WHAT TO DO: Search the data below for the string "think". Extract every line that contains it.

[Records from a data source]
= = = = = = =

PR #2012, opened 2022-10-17
Create parent dirs when injecting config files

tichavskym:
CLOUDBLD-11265

Cachito's RubyGems package manager creates config files in .bundle/config, expecting the parent directory to already exist. Atomic reactor should support that.

Signed-off-by: Milan Tichavský <mtichavs@redhat.com>

### DIFF
--- a/tests/plugins/test_resolve_remote_source.py
+++ b/tests/plugins/test_resolve_remote_source.py
@@ -218,6 +218,11 @@ CACHITO_CONFIG_FILES = [
         "type": CFG_TYPE_B64,
         "content": base64.b64encode(b"gomod requests don't actually have configs").decode(),
     },
+    {
+        "path": "app/to-be-created-dir/config",
+        "type": CFG_TYPE_B64,
+        "content": base64.b64encode(b"Config file contents").decode()
+    }
 ]
 
 # The response from SECOND_CACHITO_REQUEST_CONFIG_URL
@@ -591,6 +596,7 @@ def test_resolve_remote_source(workflow, scratch, dr_strs, dependency_replacemen
                 "cachito.env": cachito_env_content,
                 "app/README.txt": "Content of remote-source.tar.gz",
                 "app/some-config.txt": "gomod requests don't actually have configs",
+                "app/to-be-created-dir/config": "Config file contents",
             },
         )
     )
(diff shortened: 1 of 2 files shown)


tests/plugins/test_resolve_remote_source.py
```diff
@@ -967,3 +967,27 @@ def test_generate_cachito_config_files_unknown_type(workflow):
...
+            "path": ".bundle/foo",
+            "type": CFG_TYPE_B64,
+            "content": base64.b64encode(b"contents")
+        }
+    ]
+
+    plugin.generate_cachito_config_files(dest_dir, cfg_files)
+
+
+def test_generate_cachito_config_parent_dir_already_exists(workflow):
```
chmeliik, line 987: It might be best to add another config file to the test constant instead: https://github.com/containerbuildsystem/atomic-reactor/blob/e54f9d295656f7e09c73d33614391f2451e60af9/tests/plugins/test_resolve_remote_source.py#L214-L221

And update the places where `check_injected_files()` is used to check the file contents

chmeliik:
Nitpick: the commit message says `./bundle`, which AFAIK should be `.bundle` or `./.bundle`

tests/plugins/test_resolve_remote_source.py
```diff
@@ -844,6 +850,7 @@ def test_allow_multiple_remote_sources(workflow, allow_multiple_remote_sources):
                     "gomod/cachito.env": first_cachito_env,
                     "gomod/app/README.txt": "Content of remote-source-gomod.tar.gz",
                     "gomod/app/some-config.txt": "gomod requests don't actually have configs",
+                    "gomod/app/.bundle/config": "RubyGems config contents",
```
tichavskym, line 853: @chmeliik Not sure if I completely understood, but I quite changed it, just here it doesn't make completely sense, because it seems to me that this test is using it in a way that it's gonna be part of gomod package.

chmeliik: Hmm, true. It doesn't really matter, the main point is that the parent directory doesn't exist, but if you want to make it less confusing you could change the path/content to something less ruby-specific

And I think we don't need the `test_generate_cachito_config` test anymore, since config files are tested as part of the larger tests

tichavskym: Yeah, I made it less ruby specific, it makes much sense now and double-checked that `test_generate_cachito_config` can be removed (tests failed when I uncommented my changes).

chmeliik (approved):
LGTM :+1:

PR #2016, opened 2022-10-19
allow limiting memory for binary builds on remote hosts

rcerven:

### DIFF
--- a/atomic_reactor/tasks/binary_container_build.py
+++ b/atomic_reactor/tasks/binary_container_build.py
@@ -21,6 +21,7 @@ from osbs.utils import ImageName
 from atomic_reactor import dirs
 from atomic_reactor import util
 from atomic_reactor.constants import REMOTE_HOST_MAX_RETRIES, REMOTE_HOST_RETRY_INTERVAL
+
 from atomic_reactor.tasks.common import Task, TaskParams
 from atomic_reactor.utils import retries
 from atomic_reactor.utils import remote_host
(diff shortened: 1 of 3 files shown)


atomic_reactor/constants.py
```diff
@@ -211,3 +211,4 @@
 }
 
 KOJI_METADATA_FILENAME = "metadata.json"
+DEFAULT_BINARY_MEMORY_LIMIT = "1k"
```
MartinBasti, line 214: Shouldn't be default no limit?

mkosiarc (approved):

mkosiarc:
We should probably also update osbs-docs

rcerven:
> We should probably also update osbs-docs

but what to update there? option is described in config.json (schema) and value is optional

atomic_reactor/tasks/binary_container_build.py
```diff
@@ -225,6 +227,7 @@ def build_container(
         build_args: Dict[str, str],
         dest_tag: ImageName,
         flatpak: bool,
+        memory_limit: str,
```
MartinBasti, line 230: Shouldn't be this `Optional[str]`?

rcerven: well I am always passing it, so it isn't optional

mkosiarc:
> > We should probably also update osbs-docs
> 
> but what to update there? option is described in config.json (schema) and value is optional

If we consider schema as reasonable docs then nothing needs to be done I guess.

ben-alkov (approved):

atomic_reactor/tasks/binary_container_build.py
MartinBasti: No you are not, this can be `None`:
```python
memory_limit=config.remote_hosts.get("memory_limit"),
```

rcerven: ok fixed

MartinBasti (approved):

rcerven:
rn updated

PR #2019, opened 2022-10-31
don't store remote_sources in annotation because if there is too many

rcerven:
sources it will hit task results limit

* CLOUDBLD-11401


chmeliik:
They are also used the store-results task and then in osbs-client and koji-c :disappointed:

rcerven:
> They are also used the store-results task and then in osbs-client and koji-c disappointed

store-results task is using workflow.json and reading repositories & koji-id to set results, nothing is using 'remote_sources'

PR #2028, opened 2022-11-14
raise a specific error when image is not available in registry

hjmodi:
Otherwise an UNAUTHORIZED error is raised that
causes confusion for the user.

* CLOUDBLD-7086

### DIFF
--- a/atomic_reactor/util.py
+++ b/atomic_reactor/util.py
@@ -666,6 +666,10 @@ class RegistryClient(object):
         except (HTTPError, RetryError) as ex:
             if ex.response is None:
                 raise
+            if ex.response.status_code == requests.codes.unauthorized:
+                logger.warning('Requested parent/base image "%s" not found', image.to_str())
+                raise RuntimeError('Unable to fetch image: "{}"'
+                                   ' (Does the image exist?)'.format(image.to_str())) from ex
             if ex.response.status_code == requests.codes.not_found:
                 saved_not_found = ex
             # If the registry has a v2 manifest that can't be converted into a v1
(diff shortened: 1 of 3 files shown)


atomic_reactor/util.py
```diff
@@ -685,8 +689,6 @@ def get_manifest(
                 logger.debug("skipping version %s due to status code %s",
                              version, ex.response.status_code)
                 return None, saved_not_found
-            else:
```
MartinBasti, line 688: is it safe to remove it?

rcerven: we shouldn't remove this just in case

atomic_reactor/util.py
```diff
@@ -666,6 +666,10 @@ def get_manifest(
         except (HTTPError, RetryError) as ex:
             if ex.response is None:
                 raise
+            if ex.response.status_code == requests.codes.unauthorized:
+                logger.warning('Requested parent/base image "%s" not found', image.to_str())
+                raise RuntimeError('Unable to fetch image: "{}"'
```
rcerven, line 671: I don't think that it should be raising here, it should act same as not_found IMHO

atomic_reactor/util.py
hjmodi: remnant of trial and error, added it back

atomic_reactor/util.py
hjmodi: I am not sure that's ideal because the `saved_not_found` exception is only examined during digests, i.e. https://github.com/containerbuildsystem/atomic-reactor/blob/master/atomic_reactor/util.py#L720 during other calls it is simply ignored(https://github.com/containerbuildsystem/atomic-reactor/blob/master/atomic_reactor/util.py#L757, https://github.com/containerbuildsystem/atomic-reactor/blob/master/atomic_reactor/util.py#L784).

it's quite confusing TBH, that's why I chose to do this in this function only rather than relying on other functions I don't fully understand

rcerven: yeah I know that saved_not_found is later ignored, my idea was to propagate that up and not ignore that, but I guess it would need more refactoring

MartinBasti (approved):

rcerven (approved):

PR #2036, opened 2022-12-16
retry commands on remote hosts also on connection and timeout errors

rcerven:
* CLOUDBLD-11291

### DIFF
--- a/atomic_reactor/utils/remote_host.py
+++ b/atomic_reactor/utils/remote_host.py
@@ -23,9 +23,11 @@ from atomic_reactor.utils.rpm import rpm_qf_args
 SSH_COMMAND_TIMEOUT = 30
 SLOTS_RELATIVE_PATH = "osbs_slots"
 RETRY_ON_SSH_EXCEPTIONS = (paramiko.ssh_exception.NoValidConnectionsError,
-                           paramiko.ssh_exception.SSHException)
-BACKOFF_FACTOR = 3
-MAX_RETRIES = 3
+                           paramiko.ssh_exception.SSHException, ConnectionError, TimeoutError)
+# wait time is calculated for backoff.expo: factor * 2 ** n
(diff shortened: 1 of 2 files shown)


ben-alkov (approved):

atomic_reactor/utils/remote_host.py
```diff
@@ -23,9 +23,9 @@
 SSH_COMMAND_TIMEOUT = 30
 SLOTS_RELATIVE_PATH = "osbs_slots"
 RETRY_ON_SSH_EXCEPTIONS = (paramiko.ssh_exception.NoValidConnectionsError,
```
mkosiarc, line 25: I would maybe rename this, since it is not only SSH exceptions

atomic_reactor/utils/remote_host.py
```diff
@@ -23,9 +23,9 @@
...
-                           paramiko.ssh_exception.SSHException)
+                           paramiko.ssh_exception.SSHException, ConnectionError, TimeoutError)
 BACKOFF_FACTOR = 3
-MAX_RETRIES = 3
+MAX_RETRIES = 30
```
mkosiarc, line 28: How did you decide on 30? The formula for the backoff seems to be
```
factor * 2 ** n
```
where the factor is currently 3 and n is the number of the try, thus with the current settings this would continue for a **very** long time until the build timeouted. Is that what we want?

atomic_reactor/utils/remote_host.py
rcerven: but it is only for SSHRetrySession

atomic_reactor/utils/remote_host.py
rcerven: changed

mkosiarc (approved):

rcerven:
rn updated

= = = = = = =

RESULT:
And I think we don't need the `test_generate_cachito_config` test anymore, since config files are tested as part of the larger tests
rcerven, line 671: I don't think that it should be raising here, it should act same as not_found IMHO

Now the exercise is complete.